PR #1233, opened 2022-06-22
feature(hashset): implement hashset without using built in libraries

mounica-bashaboyina:


HashMap.js
```diff
@@ -0,0 +1,34 @@
...
+  find = (head, key) => {
+    const prev = head;
+    const curr = head.next;
+    while (curr != null && curr.key != key) {
+      prev = curr;
+      curr = curr.next;
+    }
+    return prev;
+  };
+}
```
mounica-bashaboyina, line 34: Facing difficulties while implementing few things in javascript since it is not typed. i will try writing using typescript.

keshav-Gupta-IS (commented):
Good Work, Mounica!! I would suggest to pick up the language you are already comfortable in  using data-structures.

keshav-Gupta-IS:
Good Work, Mounica!! I would suggest to pick up the language you already comfortable in  using data-structures.

PR #1253, opened 2022-06-23
Completed Sprint Design-2

siddbanerjee2012:


Design Hashmap.java
```diff
@@ -0,0 +1,27 @@
+// Time Complexity : O(1)
+// Space Complexity :O(n)
+// Did this code successfully run on Leetcode : Yes
+// Any problem you faced while coding this : Yes
```
jeelpatel18, line 4: What problems you faced?

Design Hashmap.java
```diff
@@ -0,0 +1,27 @@
...
+
+
+// Your code here along with comments explaining your approach
```
jeelpatel18, line 7: Implement your hash map by doing hashing on key, you don't have to create array of integers of size 1000001

jeelpatel18: Use hashing on given key for get(), put() and remove() methods.

Implement Queue Using Stacks.java
```diff
@@ -0,0 +1,45 @@
+// Time Complexity :O(1)
+// Space Complexity :O(n)
+// Did this code successfully run on Leetcode : Yes
+// Any problem you faced while coding this : Yes
```
jeelpatel18, line 4: What are they?

Design Hashmap.java
jeelpatel18: Do you still have confusion on those problems?

Implement Queue Using Stacks.java
jeelpatel18: Do you still have confusion on those problems?

jeelpatel18 (commented):
Good job....

jeelpatel18:
Good job....

PR #1259, opened 2022-06-23

sahithi6445:


HashMap.java
```diff
@@ -0,0 +1,85 @@
+// Time Complexity : O(1)
```
daredevilteja, line 1: TC should be O(n) because in worst case you would be iterating through each node

HashMap.java
```diff
@@ -0,0 +1,85 @@
...
+// Space Complexity : O(1)
```
daredevilteja, line 2: SC should be O(n) because you are using a linkedlist

daredevilteja (commented):
Good Work! Keep it up

daredevilteja:
Good Work! Keep it up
=======
YOUR OBJECTIVE: Line by line, repeat everything in the records verbatim.

RESULT OF THE EXERCISE:
PR #1233, opened 2022-06-22
feature(hashset): implement hashset without using built in libraries

mounica-bashaboyina:


HashMap.js
```diff
@@ -0,0 +1,34 @@
...
+  find = (head, key) => {
+    const prev = head;
+    const curr = head.next;
+    while (curr != null && curr.key != key) {
+      prev = curr;
+      curr = curr.next;
+    }
+    return prev;
+  };
+}
```
mounica-bashaboyina, line 34: Facing difficulties while implementing few things in javascript since it is not typed. i will try writing using typescript.

keshav-Gupta-IS (commented):
Good Work, Mounica!! I would suggest to pick up the language you are already comfortable in  using data-structures.

keshav-Gupta-IS:
Good Work, Mounica!! I would suggest to pick up the language you already comfortable in  using data-structures.

PR #1253, opened 2022-06-23
Completed Sprint Design-2

siddbanerjee2012:


Design Hashmap.java
```diff
@@ -0,0 +1,27 @@
+// Time Complexity : O(1)
+// Space Complexity :O(n)
+// Did this code successfully run on Leetcode : Yes
+// Any problem you faced while coding this : Yes
```
jeelpatel18, line 4: What problems you faced?

Design Hashmap.java
```diff
@@ -0,0 +1,27 @@
...
+
+
+// Your code here along with comments explaining your approach
```
jeelpatel18, line 7: Implement your hash map by doing hashing on key, you don't have to create array of integers of size 1000001

jeelpatel18: Use hashing on given key for get(), put() and remove() methods.

Implement Queue Using Stacks.java
```diff
@@ -0,0 +1,45 @@
+// Time Complexity :O(1)
+// Space Complexity :O(n)
+// Did this code successfully run on Leetcode : Yes
+// Any problem you faced while coding this : Yes
```
jeelpatel18, line 4: What are they?

Design Hashmap.java
jeelpatel18: Do you still have confusion on those problems?

Implement Queue Using Stacks.java
jeelpatel18: Do you still have confusion on those problems?

jeelpatel18 (commented):
Good job....

jeelpatel18:
Good job....

PR #1259, opened 2022-06-23

sahithi6445:


HashMap.java
```diff
@@ -0,0 +1,85 @@
+// Time Complexity : O(1)
```
daredevilteja, line 1: TC should be O(n) because in worst case you would be iterating through each node

HashMap.java
```diff
@@ -0,0 +1,85 @@
...
+// Space Complexity : O(1)
```
daredevilteja, line 2: SC should be O(n) because you are using a linkedlist

daredevilteja (commented):
Good Work! Keep it up

daredevilteja:
Good Work! Keep it up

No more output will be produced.